Am now following this thread- I use Transpak for me- hockey bag for kids stuff that I haul and the kids carry skis.  Would love to find them a pack they could carry that I could attach their skis on.  I can't imagine them carrying a pack, even a a backpack, and somehow managing to also carry skis-- they struggle enough with the skis and poles alone....I struggle with the transpak, hockey bag, my skis and poles and whatever they drop in the parking lot on the way to the lodge...


----------



## gmcunni (Nov 16, 2009)

o3jeff said:


> I think that might be too big. My Transpack is 2800 cu in and that is 2000.



i got the kids size transpack for my daughter @ age 9. word great. boots and ski cloths fit with extra room. i thought at first it would be too heavey but it worked well.


----------



## SKIQUATTRO (Nov 17, 2009)

last year got my 6yr old the kid size transpack (blue aloha flower print) she loves it and its not too heavy....might grab another for the 4yr old...just put the clothes in it...she can handle that...and she'll feel like a big girl like her sister


----------



## SKIQUATTRO (Nov 17, 2009)

Madroch...dont know how old your kids are, but here is how we do it....transpack on...skis over sholder (with ski straps on tip and even tail) will prevent the skis from scissoring and falling apart, poles in the other hand...my 7yr old carries all her gear that way..


----------



## severine (Nov 17, 2009)

o3jeff said:


> Looks like I will be taking my 6 year old nephew skiing this year and was wondering what is out there for backpacks for them to carry their boots and clothes since I am no that nice to carry the stuff for them! I think I remember someone posted a pic of their kids with backpacks that held skis too.
> 
> I tried a google search, but it is really hard to tell how big the packs are. Any recommendations?

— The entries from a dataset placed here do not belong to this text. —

PR #6333, opened 2025-02-03
fix(angular): stop auth actor when destroying `AuthenticatorService`

QuentinFchx:
#### Description of changes

The xstate machine started during AuthenticatorService initialization was not properly closed.
When starting a machine, it adds a bunch of listeners and register the actor in a global registry ([XState interpreter documentation](https://stately.ai/docs/xstate-v4/xstate/running-machines/intro#interpret) and [source on the v4 branch](https://github.com/statelyai/xstate/blob/xstate%404.38.3/packages/core/src/interpreter.ts#L537)).
Started machine (aka actors) have to be stopped using `.stop()`. Otherwise it seems the created subscriptions and registrations can leak when used in a long-lived running session such as server-side rendering.

I modified my local copy of [the memory-leak reproduction](https://github.com/QuentinFchx/amplify-leak) to include the present fix.
I then ran 2 memory snapshots (one after 2 requests, and one after 202 requests) to see if it was making any differences : it did, the leak disappeared.

#### Additional notes

~~It seems that the Vue implementation has a similar issue : the actor is not stopped when disposing the `useAuth` composable ([as seen here](https://github.com/aws-amplify/amplify-ui/blob/cd508ee3334e217fd8ff8e500e1eb6b7074a12c5/packages/vue/src/composables/useAuth.ts#L53C3-L53C17)).
I didn't have the time to validate the issue for Vue-based SSR environments so the fix here only apply to Angular. Feel free to investigate further.~~

EDIT: the use of `useActor` seems to stop the actor on teardown, please ignore the above note

#### Checklist

- [x] PR description included


jordanvn (dismissed):

packages/angular/projects/ui-angular/src/lib/services/authenticator.service.ts
```diff
@@ -192,6 +192,7 @@ export class AuthenticatorService implements OnDestroy {
   ngOnDestroy(): void {
     if (this._machineSubscription) this._machineSubscription.unsubscribe();
     if (this._unsubscribeHub) this._unsubscribeHub();
+    this._authService.stop();
```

I agree with the kids' Transpack. Once my kids are actually skiing, they'll be getting them. 

BTW, very cool that you're bringing your nephew out this year. Have fun!


----------



## drjeff (Nov 17, 2009)

gmcunni said:


> i got the kids size transpack for my daughter @ age 9. word great. boots and ski cloths fit with extra room. i thought at first it would be too heavey but it worked well.

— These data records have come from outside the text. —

PR #6383, opened 2025-02-25
chore(react-native): update react-native-safe-area-context peer dep

jjarvisp:
#### Description of changes
The purpose of this pull request is to expand the range of supported peer dependency `react-native-safe-area-context` in `@aws-amplify/ui-react-native` from `^4.2.5` to `*` to allow customers to install a version compatible with their version of `react-native`.

- `react-native` is currently 0.78
- `react-native@0.78` requires `react-native-safe-area-context@^5.2.0`
- `react-native` < 0.74 requires `react-native-safe-area-context@^4`
- `@aws-amplify/ui-react-native` currently has a peer dependency with `react-native-safe-area-context@^4.2.5`

[See `react-native-safe-area-context` supported versions here.](https://appandflow.github.io/react-native-safe-area-context/#supported-react-native-versions)

RN version compatibility callout SS
image

Build test with changes to align with recommendation in our docs
https://github.com/aws-amplify/amplify-ui/actions/runs/13706540260

- manual tests
- e2e tests
- build test

#### Checklist

- [X] PR description included
- [X] PR title and commit messages follow [conventional commit](https://www.conventionalcommits.org/en/v1.0.0/#summary) syntax
- [X] _If this change should result in a version bump_, [changeset added](https://github.com/changesets/changesets/blob/main/docs/adding-a-changeset.md) (This can be done after creating the PR.) This does not apply to changes made to `docs`, `e2e`, `examples`, or other private packages.

### DIFF
--- a/docs/src/pages/[platform]/getting-started/installation/dependencies.mdx
+++ b/docs/src/pages/[platform]/getting-started/installation/dependencies.mdx
@@ -82,6 +82,22 @@ import { InstallScripts, TerminalCommand } from '@/components/InstallScripts.tsx
 
   <InstallScripts framework="react-native" />
 
+  <Accordion.Container>
+    <Accordion.Item value="Accordion-item">
+      <Accordion.Trigger>
+        Important note for integration with React Native projects using version `0.74` or below
+        <Accordion.Icon />
+      </Accordion.Trigger>
+      <Accordion.Content>
+        Different major versions of peer dependency `react-native-safe-area-context` are designed to be compatible with specific React Native versions.
+        <br />
+        For React Native version `0.74` or below, you must install version `4.x` of `react-native-safe-area-context`.
+        <br />
+        <TerminalCommand command="npm install react-native-safe-area-context@^4.2.5" />
+      </Accordion.Content>
+    </Accordion.Item>
+  </Accordion.Container>
+
   If your project will support Federated Sign In using the React Native `Authenticator` the `@aws-amplify/rtn-web-browser` package is also required:
 
   <TerminalCommand command="npm install @aws-amplify/rtn-web-browser" />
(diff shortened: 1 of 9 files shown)


packages/react-native/package.json
```diff
@@ -38,7 +38,7 @@
     "aws-amplify": "^6.9.0",
     "react": "*",
     "react-native": ">=0.70",
-    "react-native-safe-area-context": "^4.2.5"
+    "react-native-safe-area-context": ">=4.2.5"
```
calebpollman, line 41: Leaning towards loosening the version to `"*"` here unless we have a strong argument not to. Since we have a direct dep on React Native, the compatible version of `react-native-safe-area-context` is dictated by RN itself and not our package's responsibility.

Assuming we go that route, we'll need to update the RN UI build canary install scripts (and ui/primary docs) to specify the `react-native-safe-area-context` version based on the RN versikn.

What you think?

jjarvisp: Yeah, I'm on board. Original thought was to suggest a lower bound compatible with our RN lower bound, but given this needs to be spelled out in our docs anyways during installation it makes sense to leave open.

I'll add docs updates to this PR.

jjarvisp: Updated! Will resolve this convo for now.

docs/src/pages/[platform]/getting-started/installation/dependencies.mdx
```diff
@@ -82,6 +82,22 @@ import { InstallScripts, TerminalCommand } from '@/components/InstallScripts.tsx
...
+      </Accordion.Trigger>
+      <Accordion.Content>
+        Different major versions of peer dependency `react-native-safe-area-context` are designed to be compatible with specific React Native versions.
+        <br />
+        For React Native version `0.74` or below, you must install version `4.x` of `react-native-safe-area-context`.
+        <br />
+        <TerminalCommand command="npm install react-native-safe-area-context@^4.2.5" />
+      </Accordion.Content>
+    </Accordion.Item>
+  </Accordion.Container>
```
Comment (calebpollman) [inline docs/src/pages/[platform]/getting-started/installation/dependencies.mdx:99]: Might make sense to put this in a component and share between the two places where we are using it in this file, but will defer to you since there's probably a lot of duplicated content in this file

packages/react-native/package.json
```diff
@@ -27,7 +27,7 @@
     "@react-native-async-storage/async-storage": "*",
     "@testing-library/react-native": "^12.9.0",
     "metro-react-native-babel-preset": "^0.77.0",
-    "react-native-safe-area-context": "^4.7.3"
+    "react-native-safe-area-context": "^5.2.0"
```
calebpollman, line 30: Why do we need to bump the dev dep?

jjarvisp: I suppose we don't have to... but v5 has larger support overlap with our supported versions.

calebpollman: Does it cause issues with our example app since it's pointing to `0.71.x`? Think `react-native-safe-area-context` is in the `noHoist` list but just want to confirm

jjarvisp: Yes, exactly. No issues with example app, `react-native-safe-area-context` isn't hoisted.

docs/src/pages/[platform]/getting-started/installation/dependencies.mdx
Comment (jjarvisp) [reply docs/src/pages/[platform]/getting-started/installation/dependencies.mdx]: Initially avoided due to rendering conflicts between MDX / TSX files, but I found a workaround and updated.

calebpollman (approved):
🚢

ashika112 (approved):

PR #6392, opened 2025-03-01
fix(authenticator): apply default checked to select mfa type

jjarvisp:
#### Description of changes
The purpose of this PR is apply default checked behavior to the radio groups on the select mfa type screen. We automatically select the first radio option.

#### Checklist

- [X] PR description included
- [X] PR title and commit messages follow [conventional commit](https://www.conventionalcommits.org/en/v1.0.0/#summary) syntax

### DIFF
--- a/packages/vue/src/components/select-mfa-type.vue
+++ b/packages/vue/src/components/select-mfa-type.vue
@@ -77,7 +77,7 @@ const onBackToSignInClicked = () => {
                             :aria-labelledby="`amplify-field-${random}`"
                         >
                             <template
-                                v-for="mfaType in allowedMfaTypes"
+                                v-for="(mfaType, index) in allowedMfaTypes"
                                 :key="mfaType"
                             >
                                 <base-label
@@ -94,6 +94,7 @@ const onBackToSignInClicked = () => {
                                         name="mfa_type"
                                         type="radio"
                                         :value="mfaType"
+                                        :checked="index === 0"
                                     >
                                     </base-input>
                                     <base-text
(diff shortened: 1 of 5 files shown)


packages/react-native/src/Authenticator/hooks/useFieldValues/useFieldValues.ts
```diff
@@ -23,14 +28,26 @@ export default function useFieldValues<FieldType extends TypedField>({
...
+  // select mfa type screen should auto select first radio option
+  const [values, setValues] = useState(() => {
+    const result: Record<string, string> = {};
+    if (isSelectMfaTypeRoute) {
+      const initialValue = fields[0]?.value;
+      if (initialValue) {
+        result.mfa_type = initialValue;
+      }
+    }
+    return result;
```
calebpollman, line 48: Can we update this logic to include a default checked value for `verifyUser`?

packages/vue/src/components/select-mfa-type.vue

Both my kids have the kids sized transpacks.  Works great!  Although last season with the 3 year old if I loaded his up a bit too much he got close to tipping over backwards    For the 5 year old last season, her's loaded with boots, helmet and extra gloves/neck warmer/mid layer was absolutely no problem at al for her.


----------



## o3jeff (Nov 17, 2009)

I guess he gets a Transpak for xmas.



severine said:


> BTW, very cool that you're bringing your nephew out this year. Have fun!

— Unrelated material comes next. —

PR #6426, opened 2025-03-12
fix(ui-react-storage): StorageImage showing fallback text while the image is still fetching

aadimch:
#### Description of changes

We can have some kid races down the hill!(Well except for drJeffs daughter. I remember the video he posted of her last year and she skis better than I do!)


----------



## severine (Nov 17, 2009)

o3jeff said:


> We can have some kid races down the hill!(Well except for drJeffs daughter. I remember the video he posted of her last year and she skis better than I do!)



:lol: The AZ little ones crew!


----------



## o3jeff (Nov 17, 2009)

severine said:


> :lol: The AZ little ones crew!



And he does have an 5 y/o brother that got out a few times last year, but I know I can't handle them both after skiing with them once last year. They insist on racing each other down and slapping each other as they pass!


----------



## severine (Nov 17, 2009)

o3jeff said:


> And he does have an 5 y/o brother that got out a few times last year, but I know I can't handle them both after skiing with them once last year. They insist on racing each other down and slapping each other as they pass!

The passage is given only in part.